* [RECORDS FOR THE TASK]
=== Section Start ===

PR #485, opened 2024-07-24
[b/352468287] Add non-CDB versions of db-info and data-types

misolt:
- add DBA versions of data-types and db-info
- fill in the app-schemas-pdbs implementation

### DIFF
--- a/dumper/app/src/main/resources/oracle-stats/dba/native/app-schemas-pdbs.sql
+++ b/dumper/app/src/main/resources/oracle-stats/dba/native/app-schemas-pdbs.sql
@@ -21,9 +21,9 @@ SELECT
   D.logging "Logging",
   D.con_id "ConId",
   D.con_uid "ConUid",
-  NULL "EbsOwner",
-  NULL "SiebelOwner",
-  NULL "PsftOwner",
+  F.min_owner "EbsOwner",
+  H.min_owner "SiebelOwner",
+  J.min_owner "PsftOwner",
   NULL "RdaMatchCount",
   NULL "OciAutoViewMatches",
   NULL "DbmsCloudMatches",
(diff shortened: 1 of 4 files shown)


dumper/app/src/main/resources/oracle-stats/dba/native/db-info.sql
```diff
@@ -0,0 +1,23 @@
...
+-- limitations under the License.
+SELECT
+  A.dbid "DbId",
+  A.name "Name",
+  A.db_unique_name "DbUniqueName",
+  NULL "ConId",
+  NULL "ConDbId",
+  NULL "Cdb",
+  A.database_role "DatabaseRole"
+FROM v$database A
```
kpiotrowski, line 23: v$database table is the same for CDB and non-CDB so we could keep the single SQL definition. Do you expect any issues with extracting this data from non-CDB instance or Oracle 11 (version before multi tenant was introduced).

kpiotrowski: https://docs.oracle.com/cd/E11882_01/server.112/e40402/dynviews_1097.htm#REFRN30047 looks like in oracle 11 there is no `ConId`, `ConDbId`, `Cdb` columns so we need to keep this version to support older oracle version.

misolt: True, I was using the same source

dumper/app/src/main/resources/oracle-stats/dba/native/app-schemas-pdbs.sql
```diff
@@ -13,20 +13,44 @@
...
 SELECT
-  NULL "Source",
-  NULL "DbId",
-  NULL "PdbId",
-  NULL "PdbName",
-  NULL "Status",
-  NULL "Logging",
-  NULL "ConId",
-  NULL "ConUid",
+  D.source "Source",
```
kpiotrowski, line 16: I would recommend to skip sqls related to `pdbs` for single tenant instance. This query should work for the single tenant instance with version 12c+ but it will fail on Oracle 11c due to missing dba_pdbs table.
This can addressed later. For now the highest priority is to support Oracle 12c+. We can work on version 11 later.

kpiotrowski (approved):

dumper/app/src/main/resources/oracle-stats/dba/native/app-schemas-pdbs.sql
misolt: I agree, this file was just a random example so that https://github.com/google/dwh-migration-tools/pull/482 would have something to run. As discussed, the current priority is to first move the required, native sqls and the next group will be the sqls using AWR.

=== Section End ===

* [WHAT YOU NEED TO DO] Only lines with the string "ConDbId" belong in the answer; copy each of them from the listing.

* [EXPECTED ANSWER]
+  NULL "ConDbId",
kpiotrowski: https://docs.oracle.com/cd/E11882_01/server.112/e40402/dynviews_1097.htm#REFRN30047 looks like in oracle 11 there is no `ConId`, `ConDbId`, `Cdb` columns so we need to keep this version to support older oracle version.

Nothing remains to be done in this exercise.